**The problem:**
For the data that follows, give the number of lines in which "string" appears. Add nothing to it.

**The data:**
PR #3455, opened 2022-07-13
[v5] Interpret all behaviors

davidkpiano:
The biggest changes:

- ~~`ObservableActorRef`~~ is removed
- **`interpret` now works with any `Behavior`: `interpret(behavior)`**
- The `Behavior` interface now has `Behavior.getSnapshot`, which is important for determining which "state" should be exposed, and which state is internal state
- `predictableActionArguments` flag is removed; `actorCtx.exec` is used instead
- _Most_ state-machine-specific code is removed from the `Interpreter`; still have some more work to do here

PR #3592, opened 2022-09-12
Handle events sent to `self` closer to events send to other targets

Andarist:
Implementing the suggestion from https://github.com/statelyai/xstate/pull/3455/files#r966943424

### DIFF
--- a/packages/core/src/exec.ts
+++ b/packages/core/src/exec.ts
@@ -87,12 +87,8 @@ function getActionFunction<TState extends AnyState>(
         interpreter.defer(sendAction);
         return;
       } else {
-        if (sendAction.params.to) {
-          const target = sendAction.params.to;
-          execSendTo(sendAction.params._event, target, actorCtx);
-        } else {
-          interpreter.send(sendAction.params._event as SCXML.Event<any>);
-        }
+        const target = sendAction.params.to!;
+        execSendTo(sendAction.params._event, target, actorCtx);
       }
     },
     [actionTypes.cancel]: (_ctx, _e, { action }) => {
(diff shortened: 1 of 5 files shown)


packages/core/src/exec.ts
```diff
@@ -87,12 +87,8 @@ function getActionFunction<TState extends AnyState>(
         interpreter.defer(sendAction);
         return;
       } else {
-        if (sendAction.params.to) {
-          const target = sendAction.params.to;
-          execSendTo(sendAction.params._event, target, actorCtx);
-        } else {
-          interpreter.send(sendAction.params._event as SCXML.Event<any>);
```
Andarist, line 94: The notable difference is now that events sent to self will also get `.origin`. I think this wasn't the case before this change

packages/core/src/types.ts
```diff
@@ -1254,6 +1254,7 @@ export interface SendActionObject<
     event: TSentEvent;
     delay?: number;
     id: string | number;
+    internal: boolean;
```
davidkpiano, line 1257: Is this needed or can it be derived from `to` being self?

There's a possibility for an impossible state if `to` is an external actor but `internal: true`

Andarist: > Is this needed or can it be derived from to being self?

It can't be derived right now because it's still valid to send an external event to `self`. Perhaps this should be changed and all events sent to itself should be raised but that would be a separate change.

> There's a possibility for an impossible state if to is an external actor but internal: true

Right, however, we are in full control when it comes to creating those objects and we just don't allow this invalid combination.

davidkpiano (approved):

PR #3593, opened 2022-09-12
Reflect the type for internal `Interpreter#observers` closer to the possible runtime values

Andarist:


packages/core/src/interpreter.ts
```diff
@@ -104,7 +104,9 @@ export class Interpreter<
 
   private delayedEventsMap: Record<string, unknown> = {};
 
-  private observers: Set<Observer<SnapshotFrom<TBehavior>>> = new Set();
+  private observers: Set<
+    Required<Observer<SnapshotFrom<TBehavior>>>
```
Andarist, line 108: the `toObserver` that we use always resolves all callbacks and provides noops for the missing ones

davidkpiano (approved):

PR #3596, opened 2022-09-12
Remove traces of the `StateNodeConfig["key"]`

Andarist:
Follow-up to https://github.com/statelyai/xstate/pull/3455/files#r967087849


packages/core/test/actions.test.ts
```diff
@@ -39,7 +39,6 @@ describe('entry/exit actions', () => {
   };
 
   const lightMachine = createMachine({
-    key: 'light',
```
davidkpiano, line 42: We should preserve these as `id: 'light',` etc.

Andarist: I've already done this in places where it mattered for the tests. Do you want me to adjust other places too?

davidkpiano:
Before merging this in, let me think about naming...

- `id` here should serve as only the **root state node ID**
- The `id` (or `name`?) that the parent gives the child is for identifying the entire child actor
- The root state node ID should _not_ be used to self-identify the actor; only the state node

With that said, is `id` still the best name? I think _probably_ yes, but we should document the difference in behavior from v4 that this:

```js
spawn(someMachine, 'some-id');
```

Is different from this:
```ts
const someMachine = createMachine({
  id: 'rootNodeId'
})
```

davidkpiano (approved):

PR #3598, opened 2022-09-13
Remove `TestModel["defaults"]`

Andarist:


packages/xstate-test/src/TestModel.ts
```diff
@@ -34,14 +34,6 @@ import {
 } from './utils';
 import { traverseShortestPathsTo } from '@xstate/graph/src/graph';
 
-export interface TestModelDefaults<TState, TEvent extends EventObject> {
-  pathGenerator: PathGenerator<TState, TEvent>;
-}
-
-export const testModelDefaults: TestModelDefaults<any, any> = {
-  pathGenerator: getShortestPaths
```
Andarist, line 42: this default became redundant after: https://github.com/statelyai/xstate/pull/3446/files#r967827274

packages/xstate-test/src/TestModel.ts
```diff
@@ -70,7 +62,6 @@ export class TestModel<TState, TEvent extends EventObject> {
       }
     };
   }
-  public static defaults: TestModelDefaults<any, any> = testModelDefaults;
```
Andarist, line 73: If I read things correctly - this wasn't actually used anywhere

packages/xstate-test/src/TestModel.ts
```diff
@@ -398,19 +389,6 @@ export class TestModel<TState, TEvent extends EventObject> {
   }
 }
 
-/**
- * Specifies default configuration for `TestModel` instances for path generation options
- *
- * @param testModelConfiguration The partial configuration for all subsequent `TestModel` instances
```
Andarist, line 404: IMHO this breaks the encapsulation - it also wasn't actually utilized as per: https://github.com/statelyai/xstate/pull/3598/files#r969327028

PR #3599, opened 2022-09-13
Fixed a regression that has caused `machine.getInitialState(value)` to not follow always transitions correctly

### LINKED ISSUE #3544: Bug: eventless transitions in parallel states not taken anymore when starting interpreter from given state
### Description

Eventless transitions in parallel state are not taken anymore when interpreter is started from a given state.

### Expected result

Eventless transitions should always be taken.

For example, in the linked reproduction sandbox, the expected result is:
```
state.value == {"b":{"x":"bar","y":{}}} 
```

This is the result obtained with xstate version < 4.33.0

### Actual result

The eventless transition in example is not taken anymore with xstate version >= 4.33.0.

Instead, we get:

```
state.value == {"b":{"x":"foo","y":{}}} 
```

### Reproduction

https://codesandbox.io/s/affectionate-thunder-esq8rn?file=/src/index.js

### Additional context

It looks like a regression introduced in version 4.33.0.

Andarist:
fixes #3544

### DIFF
--- a/packages/core/src/StateNode.ts
+++ b/packages/core/src/StateNode.ts
@@ -1010,7 +1010,10 @@ class StateNode<
     );
 
     for (const sn of resolvedConfig) {
-      if (!has(prevConfig, sn) || has(transition.entrySet, sn.parent)) {
+      if (
+        !has(prevConfig, sn) ||
+        (has(transition.entrySet, sn.parent) && !has(transition.entrySet, sn))
+      ) {
         transition.entrySet.push(sn);
       }
     }
@@ -1661,7 +1664,7 @@ class StateNode<
     return this.resolveTransition(
       {
         configuration,
-        entrySet: [...configuration],
+        entrySet: configuration,
         exitSet: [],
         transitions: [],
         source: undefined,
--- a/packages/core/test/rehydration.test.ts
+++ b/packages/core/test/rehydration.test.ts
@@ -98,21 +98,4 @@ describe('rehydration', () => {
       expect(actual).toEqual(['active', 'root']);
     });
   });
-
-  describe('using resolved state value', () => {
-    it('should follow always transitions', () => {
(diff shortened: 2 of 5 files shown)


packages/core/src/StateNode.ts
```diff
@@ -1661,7 +1664,7 @@ class StateNode<
     return this.resolveTransition(
       {
         configuration,
-        entrySet: [...configuration],
+        entrySet: configuration,
```
Andarist, line 1667: It brings back a shared reference being used for both `entrySet` and for `configuration`. This is somewhat dangerous but I just hope that v5 algorithm works better in this regard.

It has been like that for a long time, I've "fixed" this problem [here](https://github.com/statelyai/xstate/pull/3422/files#r905127802) but that accidentally caused the mentioned regression. So now instead of copying the reference, I make sure that we don't push items to the `entrySet` that are already there:
https://github.com/statelyai/xstate/pull/3599/files#diff-7f553f4d4c285f1c05cced2e979c5b957d8884e39e74cc6797b32c63a0be7e7aR1015

packages/core/test/rehydration.test.ts
```diff
@@ -98,4 +98,21 @@ describe('rehydration', () => {
...
+        initial: 'a',
+        states: {
+          a: {
+            always: [{ target: 'b' }]
+          },
+          b: {}
+        }
+      });
+
+      const service = interpret(machine).start(machine.getInitialState('a'));
```
Andarist, line 114: Interestingly, this doesn't follow always transitions:
```diff
-      const service = interpret(machine).start(machine.getInitialState('a'));
+      const service = interpret(machine).start('a');
```

I would consider this to be a bug too but it just never worked correctly and I don't think it's necessary to fix this in v4.

davidkpiano (approved):

PR #3603, opened 2022-09-15
xstate-svelte: Avoid using svelte store get in useSelector.

mittinatten:
The Svelte docs say `get`  should [not be used in hot paths](https://svelte.dev/docs#run-time-svelte-store-get). It is used in `useSelector` to compare the updated value with the previous value.  This PR changes the function to store the previous value in a local variable instead.

### DIFF
--- a/.changeset/afraid-kids-happen.md
+++ b/.changeset/afraid-kids-happen.md
@@ -2,4 +2,4 @@
 '@xstate/svelte': patch
 ---
 
-Avoid using svelte store get in useSelector
+Improve performance of the `useSelector` by avoiding `get`
--- a/.changeset/afraid-kids-happen.md
+++ b/.changeset/afraid-kids-happen.md
@@ -1,0 +1,5 @@
+---
+'@xstate/svelte': patch
+---
+
+Avoid using svelte store get in useSelector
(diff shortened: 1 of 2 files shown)


davidkpiano (approved):

packages/xstate-svelte/src/useSelector.ts
```diff
@@ -13,11 +13,15 @@ export const useSelector = <
...
+
+  let prevSelected = selector(actor.getSnapshot());
+
+  const selected = readable(prevSelected, (set) => {
     sub = actor.subscribe((state) => {
       const nextSelected = selector(state);
-      if (!compare(get(selected), nextSelected)) {
+      if (!compare(prevSelected, nextSelected)) {
         set(nextSelected);
+        prevSelected = nextSelected;
```
Andarist, line 24:
```suggestion
        prevSelected = nextSelected;
        set(nextSelected);
```

.changeset/afraid-kids-happen.md
```diff
@@ -0,0 +1,5 @@
+---
+'@xstate/svelte': patch
+---
+
+Avoid using svelte store get in useSelector
```
Andarist, line 5:
```suggestion
Improve performance of the `useSelector` by avoiding `get`
```

davidkpiano:
Is this good to go?

PR #3607, opened 2022-09-18
Deprecate `createModel(...)`

davidkpiano:
The `createModel(...)` function is now marked as deprecated, as it will be removed in XState version 5. It is recommended to use [Typegen](https://stately.ai/blog/introducing-typescript-typegen-for-xstate) instead.

### DIFF
--- a/.changeset/shiny-kangaroos-battle.md
+++ b/.changeset/shiny-kangaroos-battle.md
@@ -1,0 +1,5 @@
+---
+'xstate': minor
+---
+
+The `createModel(...)` function is now marked as deprecated, as it will be removed in XState version 5. It is recommended to use [Typegen](https://stately.ai/blog/introducing-typescript-typegen-for-xstate) instead.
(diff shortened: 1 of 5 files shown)


with-heart:
RIP `createModel`, you were a good experiment

farskid:
Oh no 🙊

gkiely:
@davidkpiano Typegen has never been reliable for me and sometimes it just doesn't work.
image

Is there any other way to allow the typing that createModel allowed, it's a lot nicer than passing generics to the assign method and doesn't require reliance on an extension.

davidkpiano:
> @davidkpiano Typegen has never been reliable for me, it can never cover all the userland requirements and sometimes it just doesn't work. image
> 
> Is there any other way to allow the typing that createModel allowed, it's a lot nicer than passing generics to the assign method and doesn't require reliance on an extension.

What specific things are you using `createModel` for besides `assign`?

gkiely:
Nothing outside of assign.

Usually actions with assigns, typically invoked.
image

image

gkiely:
@davidkpiano After giving this some more thought, I've moved to using typescript narrowing which achieves the same thing.
image

Andarist (approved):

PR #3622, opened 2022-09-30
Re-enter only the target when an ancestor during an external event

arromeo:
Found that when the target node was an ancestor of the current node, it would add all ancestor nodes to the list of nodes to re-enter as it climbed to the target.


arromeo:
Closing. Forgot to follow the steps in the contributing guide.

**Your solution:**
2